**Requirement**
Print, from the listing below, the lines starting at the line containing "only when nothing overlaps." and ending at the line containing "Also skipped: replacing", exactly as they stand, and print nothing else.

- Opening Delimiter -

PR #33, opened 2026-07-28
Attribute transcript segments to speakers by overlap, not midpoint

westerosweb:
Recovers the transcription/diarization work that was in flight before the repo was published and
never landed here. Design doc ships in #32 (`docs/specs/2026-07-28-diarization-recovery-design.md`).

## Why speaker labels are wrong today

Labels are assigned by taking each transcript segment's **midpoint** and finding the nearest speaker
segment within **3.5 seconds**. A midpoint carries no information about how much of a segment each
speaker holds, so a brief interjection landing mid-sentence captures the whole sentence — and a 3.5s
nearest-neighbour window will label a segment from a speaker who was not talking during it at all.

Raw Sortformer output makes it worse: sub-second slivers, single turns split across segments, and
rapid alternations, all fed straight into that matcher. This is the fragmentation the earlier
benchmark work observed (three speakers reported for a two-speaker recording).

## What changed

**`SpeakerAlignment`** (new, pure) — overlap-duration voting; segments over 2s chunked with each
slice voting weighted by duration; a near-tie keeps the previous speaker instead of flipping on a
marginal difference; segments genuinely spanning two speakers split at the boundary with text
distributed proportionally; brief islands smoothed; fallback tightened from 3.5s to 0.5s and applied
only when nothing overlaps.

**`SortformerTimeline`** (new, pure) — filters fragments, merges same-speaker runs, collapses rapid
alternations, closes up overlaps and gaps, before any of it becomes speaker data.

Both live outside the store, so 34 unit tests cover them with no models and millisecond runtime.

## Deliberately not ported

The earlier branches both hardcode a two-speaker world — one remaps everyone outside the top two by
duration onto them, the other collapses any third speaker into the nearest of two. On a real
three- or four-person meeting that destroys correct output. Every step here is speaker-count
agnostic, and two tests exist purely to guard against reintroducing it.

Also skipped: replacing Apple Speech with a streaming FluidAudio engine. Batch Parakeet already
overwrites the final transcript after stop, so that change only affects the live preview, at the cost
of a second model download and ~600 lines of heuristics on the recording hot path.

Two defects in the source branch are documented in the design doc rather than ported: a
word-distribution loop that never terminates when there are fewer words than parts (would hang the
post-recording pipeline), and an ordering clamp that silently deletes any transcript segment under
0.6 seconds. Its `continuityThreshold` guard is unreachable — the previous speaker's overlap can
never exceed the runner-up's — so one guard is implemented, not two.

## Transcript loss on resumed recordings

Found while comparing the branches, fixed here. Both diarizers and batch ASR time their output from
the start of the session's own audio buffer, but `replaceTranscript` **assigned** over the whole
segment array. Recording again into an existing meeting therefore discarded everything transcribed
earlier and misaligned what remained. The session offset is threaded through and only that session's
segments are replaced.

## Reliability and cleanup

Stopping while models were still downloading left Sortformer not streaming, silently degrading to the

- Closing Delimiter -

**Answer below**
only when nothing overlaps.

**`SortformerTimeline`** (new, pure) — filters fragments, merges same-speaker runs, collapses rapid
alternations, closes up overlaps and gaps, before any of it becomes speaker data.

Both live outside the store, so 34 unit tests cover them with no models and millisecond runtime.

## Deliberately not ported

The earlier branches both hardcode a two-speaker world — one remaps everyone outside the top two by
duration onto them, the other collapses any third speaker into the nearest of two. On a real
three- or four-person meeting that destroys correct output. Every step here is speaker-count
agnostic, and two tests exist purely to guard against reintroducing it.

Also skipped: replacing Apple Speech with a streaming FluidAudio engine. Batch Parakeet already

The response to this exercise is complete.